A Supervised Learning Approach for Automatic Keyphrase Extraction
Keyphrases, synonymously spoken as keywords, represent semantic metadata and play an important role to capture the main theme represented by a large text data collection. Although authors provide a list of about five to ten keywords in scientific publications that are used to map them to respective domains, due to exponential growth of non-scientific documents either on the World Wide Web or in textual databases, an automatic mechanism is sought to identify keyphrases embedded within them. In this paper, we propose the design of a lightweight machine learning approach to identify feasible keyphrases in text documents. The proposed method mines various lexical and semantic features from texts to learn a classification model.
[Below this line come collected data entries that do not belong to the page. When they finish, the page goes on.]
PR #1082, opened 2017-11-14
Add flake8 to find syntax errors & undefined names

cclauss:
There is at least one print statement that is not Python 3 compatible and many undefined names which may raise NameError at runtime.  Flake8 runs in two passes: The first looks at critical issues in stop-the-build mode and the second looks at style violations in everything-is-a-warning mode.

### DIFF
--- a/.travis.yml
+++ b/.travis.yml
@@ -20,7 +20,12 @@ before_install:
 install:
   - ./manage.sh npm_packages
   - ./manage.sh update_dev_packages
-  - pip install codecov
+  - pip install codecov flake8
+before_script:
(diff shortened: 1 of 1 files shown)


asciimoo (commented):
Perhaps this could be in `manage.sh`. It already does static code checks and it would be useful to catch these errors locally. What do you think?

cclauss:
Sure.  __manage.sh flake8__ would make a lot of sense as long as it comes after flake8 is pip installed.

We need to fix the issues raised at https://travis-ci.org/asciimoo/searx/builds/301878446 before this can go live anyway.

The efficacy of the proposed system is established through experimentation on datasets from three different domains.
A New Multi-lingual Knowledge-base Approach to Keyphrase Extraction for the Italian Language
Proceedings of the International Conference on Knowledge Discovery and Information Retrieval, 2014
Associating meaningful keyphrases to text documents and Web pages is an activity that can significantly increase the accuracy of Information Retrieval, Personalization and Recommender systems, but the growing amount of text data available is too large for an extensive manual annotation. On the other hand, automatic keyphrase generation can significantly support this activity. This task is already performed with satisfactory results by several systems proposed in the literature, however, most of them focuses solely on the English language which represents approximately more than 50% of Web contents. Only few other languages have been investigated and Italian, despite being the ninth most used language on the Web, is not among them. In order to overcome this shortage, we propose a novel multi-language, unsupervised, knowledge-based approach towards keyphrase generation. To support our claims, we developed DIKpE-G, a prototype system which integrates several kinds of knowledge for selecting and evaluating meaningful keyphrases, ranging from linguistic to statistical, meta/structural, social, and ontological knowledge. DIKpE-G performs well over English and Italian texts.
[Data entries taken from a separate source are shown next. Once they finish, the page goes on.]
PR #1084, opened 2017-11-15
fix bug: TypeError: set(['bing', 'google']) is not JSON serializable,…

moon2l:
… when curl 'http://127.0.0.1:8888/?q=xxxxxxxx&categories=general&format=json'


asciimoo (approved):
Nice finding, thanks!

PR #1090, opened 2017-11-22
Dependencies upgrade

dalf:
https://pypi.python.org/pypi/pyOpenSSL : fix memory leak
http://lxml.de/4.1/changes-4.1.1.html : speed improvement


asciimoo (approved):
👍 great, thanks!

PR #1105, opened 2017-11-30
Fix time range selection during search

### LINKED ISSUE #1102: Time range filter doesn't work on Chrome browser
on Chrome browser nothing happens when changing value of this filter

kvch:
The previous version did not work in Chrome browser.

Closes #1102


asciimoo (approved):
Great, thank you =]

PR #1109, opened 2017-12-05
simple theme : magnet.svg is replaced by a home made version

dalf:
This PR replaces magnet.svg with a homemade version to solve the license issue.
see comment https://github.com/asciimoo/searx/issues/1091#issuecomment-348020765


asciimoo (approved):
Thanks!

PR #1112, opened 2017-12-10
[mod] simplify manage.sh

dalf:
build : 
- ```npm install less@2.7 less-plugin-clean-css grunt-cli``` is moved inside manage.sh
- if it is possible to source manage.sh to update the PATH (to start grunt)
- tidy the help documentation
- update the geckodriver version to 0.19.1


asciimoo (approved):
👍 Thanks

Keyphrase Generation: A Text Summarization Struggle
Proceedings of 2019 Annual Conference of the North American Chapter of the Association for Computational Linguistics, Minneapolis, USA, 2019
Authors’ keyphrases assigned to scientific articles are essential for recognizing content and topic aspects. Most of the proposed supervised and unsupervised methods for keyphrase generation are unable to produce terms that are valuable but do not appear in the text. In this paper, we explore the possibility of considering the keyphrase string as an abstractive summary of the title and the abstract. First, we collect, process and release a large dataset of scientific paper metadata that contains 2.2 million records. Then we experiment with popular text summarization neural architectures. Despite using advanced deep learning models, large quantities of data and many days of computation, our systematic evaluation on four test datasets reveals that the explored text summarization methods could not produce better keyphrases than the simpler unsupervised methods, or the existing supervised ones.